[Stored entries]

PR #1814, opened 2021-07-14
Toast: Send flavors

ChrisAntaki:
This PR updates Swgjs to send what flavor of toast it wants (ex: "classic" or "basic")


src/runtime/basic-runtime.js
```diff
@@ -296,6 +296,7 @@ export class ConfiguredBasicRuntime {
 
     // Do not show toast in swgz.
     this.entitlementsManager().blockNextNotification();
+    this.entitlementsManager().setToastFlavor('basic');
```
alin04, line 299: I think line 461 will ignore the flavor.

alin04 (approved):

PR #1818, opened 2021-07-14
Add AttributionParams to ClientConfig and update ClientConfigManager to populate it

li-cai:


src/runtime/client-config-manager.js
```diff
@@ -173,11 +174,21 @@ export class ClientConfigManager {
       );
     }
 
+    const attributionParamsJson = json['attributionParams'];
+    let attributionParams = undefined;
```
ChrisAntaki, line 178:
```suggestion
    let attributionParams;
```

ChrisAntaki (approved):

PR #1826, opened 2021-07-16
Toast: Updated styles

ChrisAntaki:
This PR updates the Toast's styles

image

image


mmmicedcoffee (approved):
out of curiosity, why are all the styles on .swg-toast marked with "!important"? what rules do they have to override?

ChrisAntaki:
It's just defensive coding, since this CSS applies to `<iframe>` elements on 3p sites

mmmicedcoffee:
ah, I see. that makes sense!

PR #1830, opened 2021-07-20
Improves coverage by adding tests

ChrisAntaki:


src/api/entitlements-test.js
```diff
@@ -84,4 +84,15 @@ describes.realWin('Entitlements', {}, () => {
       );
     });
   });
+
+  describe('consume', () => {
+    it('executes callback', () => {
+      const consumeSpy = sandbox.spy();
```
mmmicedcoffee, line 90: nit: do you want to rename "consumeSpy" to "callbackSpy"?

currently, it was confusing to me at an initial glance since the method under test is also called "consume".

mmmicedcoffee (approved):
Thanks for improving the tests!

src/api/entitlements-test.js
ChrisAntaki: Oh yeah, that was confusing :joy:  - I updated the naming to "consume handler" / "consumeHandlerSpy"

PR #1835, opened 2021-07-21
Explicitly set box-sizing of miniprompt close icon to content-box.

mmmicedcoffee:
The current icon styles were written assuming a content-box box-sizing model, but 3p sites might have a style rule that sets box-sizing to border-box throughout the site (like Scenic does!).

Before:
miniprompt close icon (before)

After:
miniprompt close icon (after)


ChrisAntaki:
Good catch!

ChrisAntaki (approved):

PR #1846, opened 2021-07-27
Showcase: Look for publisher name in Microdata

ChrisAntaki:


src/utils/gaa.js
```diff
@@ -565,8 +589,26 @@ export class GaaMeteringRegwall {
...
+   * @nocollapse
+   * @return {string}
+   */
+  static getPublisherNameFromMicrodataPageConfig_() {
+    const publisherNameElements = self.document.querySelectorAll(
+      '[itemscope][itemtype][itemprop="publisher"] [itemprop="name"]'
+    );
 
-    throw new Error('Article needs JSON-LD with a publisher name.');
+    for (let i = 0; i < publisherNameElements.length; i++) {
```
mmmicedcoffee, line 605: could we use a for...of loop here? it would save one line (line 606).

is there a preference for for...of vs vanilla for loops in the swgjs codebase?

mmmicedcoffee (approved):

src/utils/gaa.js
ChrisAntaki: We've blocked `for...of` loops with a [custom ESLint rule](https://github.com/subscriptions-project/swg-js/blob/main/build-system/eslint-rules/no-for-of-statement.js) since I joined. There's a chance we can remove this rule though. I'll look into it, and send a follow-up PR if it's possible

PR #1859, opened 2021-08-05
Showcase: Log click events

ChrisAntaki:


src/api/subscriptions.js
```diff
@@ -359,6 +359,11 @@ export const ShowcaseEvent = {
   EVENT_SHOWCASE_INELIGIBLE_PAYWALL: 'EVENT_SHOWCASE_INELIGIBLE_PAYWALL', // When the user is not eligible for showcase entitlements
   EVENT_SHOWCASE_NO_ENTITLEMENTS_PAYWALL:
     'EVENT_SHOWCASE_NO_ENTITLEMENTS_PAYWALL', // When the user has no remaining showcase entitlements
+
+  // Events indicating the user interacted with the Showcase Regwall
```
ed-bird, line 363: Just checking if these need to be here?

All of the events related to the meter toast are just in the API messages: https://github.com/subscriptions-project/swg-js/blob/c10f2949cefdc476fef5faa49a348cb75475568a/src/proto/api_messages.js#L85-L89

src/runtime/event-type-mapping.js
```diff
@@ -89,6 +89,16 @@ const ShowcaseEvents = {
     // TODO(b/181690059): Create showcase ineligible AnalyticsEvent
     AnalyticsEvent.IMPRESSION_PAYWALL,
   ],
+
+  // User clicks "Sign in with Google" on Showcase Regwall.
```
ed-bird, line 93: As per previous comment, I don't think these need to be here either.

ed-bird (approved):
LGTM - just not sure about those ShowcaseEvents and if they need to be there or if those are primarily for the entitlement events.

src/api/subscriptions.js
ChrisAntaki: Good call! It's simpler now

PR #1862, opened 2021-08-09
IE11 Deprecation: Log a warning

ChrisAntaki:


jpettitt (approved):

jpettitt:
Approved but don't pull support from the build until we're communicated to publishers.

ChrisAntaki:
Sounds good !

PR #1863, opened 2021-08-09
E2E: Wait for local server to boot up

ChrisAntaki:
Fixes #1838


hartmannr76 (approved):
Nice! If this doesnt work, we could always test the endpoint once we know its started to see if it'll accept the traffic too, but this is easier to see if it'll work for now

ChrisAntaki:
That is a great idea, will definitely keep that in mind

PR #1867, opened 2021-08-13
SwG Buttons: Fix disabled state for elements other than buttons

ChrisAntaki:
Now that elements like `<span>`s can be SwG buttons, the HTML/CSS needs to change a bit


ChrisAntaki:
image

hartmannr76 (approved):

PR #1871, opened 2021-08-19
Set client timestamp on outgoing analytics events

dvirsky:
This PR adds a timestamp of the current client machine to every outgoing analytics request.

### DIFF
--- a/src/runtime/analytics-service.js
+++ b/src/runtime/analytics-service.js
@@ -132,10 +132,9 @@ export class AnalyticsService {
     /** @private {?number} */
     this.timeout_ = null;
 
-    // Time source for setting the client timestamp before sending requests.
-    // Injectable for tests.
+    // A callback for setting the client timestamp before sending requests.
     /** @private {function():!../proto/api_messages.Timestamp} */
-    this.timeSource_ = () => {
+    this.getTimestamp_ = () => {
       return toTimestamp(Date.now());
     };
   }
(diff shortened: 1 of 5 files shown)


dvirsky:
The checks are failing from something unrelated to my PR :/

src/runtime/analytics-service.js
```diff
@@ -130,6 +131,13 @@ export class AnalyticsService {
     // the user wait too long.
     /** @private {?number} */
     this.timeout_ = null;
+
+    // Time source for setting the client timestamp before sending requests.
+    // Injectable for tests.
+    /** @private {function():!../proto/api_messages.Timestamp} */
+    this.timeSource_ = () => {
```
ChrisAntaki, line 138: Could you call this `getTimestamp_` ? I think that's clearer than `timeSource_`

src/runtime/analytics-service.js
```diff
@@ -150,6 +158,14 @@ export class AnalyticsService {
     }
   }
 
+  /**
```
ChrisAntaki, line 161: It's simpler for tests to just override the `getTimestamp_` property

src/runtime/analytics-service.js
```diff
@@ -315,7 +331,7 @@ export class AnalyticsService {
     const meta = new AnalyticsEventMeta();
     meta.setEventOriginator(event.eventOriginator);
     meta.setIsFromUserAction(!!event.isFromUserAction);
-
+    this.updateContextTimestamp_();
```
ChrisAntaki, line 334: Since it's called just once, and it's a one liner, could you inline it for simplicity ?

dvirsky: Done.

src/runtime/analytics-service.js
dvirsky: Done.

src/runtime/analytics-service.js
dvirsky: Done. Old habbits from C++ :)

ChrisAntaki (approved):

PR #937, opened 2026-05-06
feat(creds): gate vault auth behind feature flag

nicolearagao:
Hide HashiCorp Vault credential authentication behind a feature flag (REACT_APP_FEATURE_VAULT_AUTH), defaulting to false. When disabled, the "Vault secret path" auth type is removed from OpenShift and Ansible credential dropdowns and the vault config API call is skipped entirely.

## Summary by Sourcery

Gate HashiCorp Vault credential authentication behind a new feature flag and hide related options when the feature is disabled.

New Features:
- Introduce a FEATURE_VAULT_AUTH feature flag to control availability of HashiCorp Vault credential authentication.

Enhancements:
- Conditionally fetch HashiCorp Vault configuration and show Vault secret path auth type in credential forms only when the feature flag is enabled.

Build:
- Add REACT_APP_FEATURE_VAULT_AUTH build argument to the Containerfile to configure the Vault auth feature flag at build time.

Tests:
- Update credential form snapshots to reflect conditional display of the Vault secret path auth option based on the feature flag.


mirekdlugosz (approved):
Looks good. Also tested local server with and without a feature flag. With flag turned off, there is no Vault API call and item is not visible in dropdown. With flag on, item is visible in dropdown (disabled in my case), and there is vault API request in dev tools network tab.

Requirement – Give back exactly the lines from the beginning of the records through the line containing "PR #1818, opened 2021-07-14", and only those.

Written reply –
PR #1814, opened 2021-07-14
Toast: Send flavors

ChrisAntaki:
This PR updates Swgjs to send what flavor of toast it wants (ex: "classic" or "basic")


src/runtime/basic-runtime.js
```diff
@@ -296,6 +296,7 @@ export class ConfiguredBasicRuntime {
 
     // Do not show toast in swgz.
     this.entitlementsManager().blockNextNotification();
+    this.entitlementsManager().setToastFlavor('basic');
```
alin04, line 299: I think line 461 will ignore the flavor.

alin04 (approved):

PR #1818, opened 2021-07-14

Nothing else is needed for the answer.